Book Review - Dean Koontz's Frankenstein: Lost Souls

I'm not what you would call an avid Dean Koontz fan. I don't buy a book because it has his name on it. But I do recognize him as one of the best in his genre today. What Stephen King once had and long ago lost, Dean Koontz still masters -- he is one of today's best at character development, and he proves that again in the fourth installment of his rendition of the "Frankenstein" saga.

I won't rehash either Mary Shelley's original or Koontz's update here. You can search the site or use the Book Review links in the sidebar for my reviews on the three previous "Frankenstein" offerings from Koontz.

In this latest entry to what will surely become a classic in it's own right, Frankenstein's monster, now known as Deucalion, outlives his creator -- killed in an epic battle of good versus evil in New Orleans. But the evil of Doctor Frankenstein a.k.a. Victor Helios lives on in clone form and has moved on to a small backwoods Montana town where he hopes to carry on the work of his predecessor.

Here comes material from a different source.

PR #409, opened 2015-01-25
Marked Rhino and Safari 6 as obsolete.

webbedspace:
OS X 10.8 was EOL'd some time last year (and even if it hasn't, SF 6.1 is the current version for 10.8).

With a new method, new technology, and a slightly new vision, the all new Victor Immaculate (or Victor Laben, as he now calls himself) is picking off the town in bite-size chunks. Little does he know that his first creation, his fifth wife (also his own creation), and the New Orleans Police Detectives who shut him down two years earlier, are all hot on his trail and working hard to ensure his failure once again.

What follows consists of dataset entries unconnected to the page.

PR #627, opened 2015-09-10
Add subtest "super() invokes the correct constructor"

claudepache:
This test checks that `super()` is _not_ a synonym of `super.constructor()`.

### DIFF
--- a/data-es6.js
+++ b/data-es6.js
@@ -2303,6 +2303,7 @@ exports.tests = [
         node4:       strict,
         chrome41:    strict,
       },
+    },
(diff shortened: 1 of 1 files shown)


claudepache:
The results for different environments should be completed. For those I have tested:
- webkit: FAIL, see https://bugs.webkit.org/show_bug.cgi?id=149001
- firefox: does not support super() yet
- chrome: current version: PASS in strict mode (no support in sloppy mode). Should be tested for earlier versions.

I am not able/willing to test other environments.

Koontz comes through reliably with another page-turner, but left me unsatisfied in several ways. First, not enough Victor and not enough of the Monster. How can you have a Frankenstein book that doesn't center on Frankenstein?

Second, while the whole premise of Frankenstein and his Monster still living 200 years later is made quite believable by Koontz in the first three volumes, somehow the idea of him living on in his clone just doesn't sell well.

Third -- and this one troubled me the most -- with roughly a hundred pages left in the book, it was clear that the ending was nowhere in sight. While the first three volumes all leave room for the story to continue, they also give a sense of closure. In Frankenstein: Lost Souls, there is no closure. The books ends just as the story is truly beginning, and a couple of pages past the ending we learn that we have to wait nearly a year to find out what happens next. I like a cliffhanger as much as the next guy, but this one is ridiculous.

Either way, I can still enthusiastically recommend this as highly as the prior three volumes, but only if you can wait another year to get the ending.